* **Input data**:
PR #3571, opened 2026-07-09
feat(google_genai): add google_server_tools to GoogleGenAIChatGenerator

Aftabbs:
## Summary

- Adds `google_server_tools: list[dict[str, Any]] | None = None` parameter to `GoogleGenAIChatGenerator.__init__`
- Enables users to pass Google's built-in server-side tools (e.g. `google_search`, `code_execution`) to the Gemini API
- Server tools are merged with Haystack `Tool`/`Toolset` at request time and passed in `GenerateContentConfig.tools`
- Serializes/deserializes cleanly via `to_dict()` / `from_dict()`

## Motivation

Google's Gemini API supports built-in tools that are not Haystack `Tool` objects and cannot be expressed as function declarations. For example:

```python
from google.genai import types
# Native Google search tool
types.Tool(google_search=types.GoogleSearch())

# Code execution tool
types.Tool(code_execution=types.ToolCodeExecution())
```

Currently there is no way to pass these through `GoogleGenAIChatGenerator` because the `tools` parameter only accepts `ToolsType` (Haystack Tools/Toolsets). This PR adds `google_server_tools` to fill that gap.

**Usage:**

```python
generator = GoogleGenAIChatGenerator(
    model="gemini-2.5-flash",
    google_server_tools=[{"google_search": {}}],
)
```

Or combined with Haystack tools:

```python
generator = GoogleGenAIChatGenerator(
    model="gemini-2.5-flash",
    tools=[my_haystack_tool],
    google_server_tools=[{"google_search": {}}, {"code_execution": {}}],
)
```

## Relation to existing work

Follows the same pattern as `anthropic_server_tools` introduced in #3386 for `AnthropicChatGenerator`.

## Test plan

- [ ] `test_init_with_google_server_tools` — verifies `_google_server_tools` is stored on init
- [ ] `test_to_dict_with_google_server_tools` — verifies serialization round-trip
- [ ] `test_from_dict_with_google_server_tools` — verifies deserialization round-trip
- [ ] `test_to_dict_default_google_server_tools_is_none` — verifies default is `None`
- [ ] `test_run_with_google_server_tools` — verifies native tool is passed to `GenerateContentConfig`
- [ ] `test_run_merges_haystack_and_google_server_tools` — verifies Haystack + native tools are merged

### DIFF
--- a/integrations/google_genai/src/haystack_integrations/components/generators/google_genai/chat/chat_generator.py
+++ b/integrations/google_genai/src/haystack_integrations/components/generators/google_genai/chat/chat_generator.py
@@ -201,6 +201,7 @@ class GoogleGenAIChatGenerator:
         safety_settings: list[dict[str, Any]] | None = None,
         streaming_callback: StreamingCallbackT | None = None,
         tools: ToolsType | None = None,
+        google_server_tools: list[dict[str, Any]] | None = None,
         timeout: float | None = None,
         max_retries: int | None = None,
     ) -> None:
@@ -236,6 +237,10 @@ class GoogleGenAIChatGenerator:
         :param streaming_callback: A callback function that is called when a new token is received from the stream.
         :param tools: A list of Tool and/or Toolset objects, or a single Toolset for which the model can prepare calls.
             Each tool should have a unique name.
+        :param google_server_tools: A list of Google server-side (built-in) tools passed directly to the API.
+            Use this for native Google tools such as `{"google_search": {}}` or `{"code_execution": {}}`.
+            Each entry must be a dict that matches the `google.genai.types.Tool` schema.
+            These are merged with any Haystack tools at request time.
         :param timeout:
             Timeout for Google GenAI client calls. If not set, it defaults to the default set by the Google GenAI
             client.
@@ -263,6 +268,7 @@ class GoogleGenAIChatGenerator:
         self._safety_settings = safety_settings or []
         self._streaming_callback = streaming_callback
         self._tools = tools
+        self._google_server_tools = google_server_tools
         self._timeout = timeout
         self._max_retries = max_retries
 
@@ -291,6 +297,7 @@ class GoogleGenAIChatGenerator:
             safety_settings=self._safety_settings,
             streaming_callback=callback_name,
             tools=serialized_tools,
+            google_server_tools=self._google_server_tools,
             timeout=self._timeout,
             max_retries=self._max_retries,
         )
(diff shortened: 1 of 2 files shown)


integrations/google_genai/src/haystack_integrations/components/generators/google_genai/chat/chat_generator.py
```diff
@@ -236,6 +237,10 @@ def __init__(
         :param streaming_callback: A callback function that is called when a new token is received from the stream.
         :param tools: A list of Tool and/or Toolset objects, or a single Toolset for which the model can prepare calls.
             Each tool should have a unique name.
+        :param google_server_tools: A list of Google server-side (built-in) tools passed directly to the API.
```
anakin87, line 240: Could you explain how this syntax works?

We should support all [Google built-in tools](https://ai.google.dev/gemini-api/docs/tools#build-in-tools) if possible, also allowing to pass potential parameters they accept.

So let's verify that this syntax is functional for this goal or choose another one; also provide users with an example in docstring and a link to Google tools.

integrations/google_genai/tests/test_chat_generator.py
```diff
@@ -299,6 +299,33 @@ def test_serde_with_response_format(self, monkeypatch):
         assert restored._generation_kwargs["response_format"] == schema
         assert restored._generation_kwargs["temperature"] == 0.5
 
+    def test_init_with_google_server_tools(self, monkeypatch):
```
anakin87: Let's incorporate these new tests into existing tests or at least move them close to other similar ones

integrations/google_genai/tests/test_chat_generator.py
```diff
@@ -365,6 +392,34 @@ def test_run_with_tools_passes_tools_to_config(self, monkeypatch, mock_response,
...
+
+        component.run([ChatMessage.from_user("Search for AI news")], tools=tools)
+
+        call_kwargs = component._client.models.generate_content.call_args
+        config = call_kwargs.kwargs.get("config") or call_kwargs[1].get("config")
+        assert config.tools is not None
+        # _convert_tools_to_google_genai_format bundles all function declarations into one Tool object,
+        # plus one Tool object for google_search
+        assert len(config.tools) == 2
+
```
anakin87, line 438: Let's add a live integration test in the appropriate section.

anakin87 (changes requested):
Thanks for the contribution.

I found some opportunities for improvement.

Quick question: have you tried this feature locally yourself?

Aftabbs:
Yes — I tested the parameter wiring and serialization locally (unit tests pass). For the live API path, I've added `test_live_run_with_google_server_tools` to `TestGoogleGenAIChatGeneratorInference` which exercises the full end-to-end flow when `GOOGLE_API_KEY` is present. Since integration tests require an API key (which fork PRs don't have in CI), the live test is guarded and will only run with a real key. The unit tests cover the serialization, deserialization, and that the `google_server_tools` list reaches the request params correctly.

* **Your task**:
For each line of the material that contains "declarations", return a copy.

* **Written answer**:
Google's Gemini API supports built-in tools that are not Haystack `Tool` objects and cannot be expressed as function declarations. For example:
+        # _convert_tools_to_google_genai_format bundles all function declarations into one Tool object,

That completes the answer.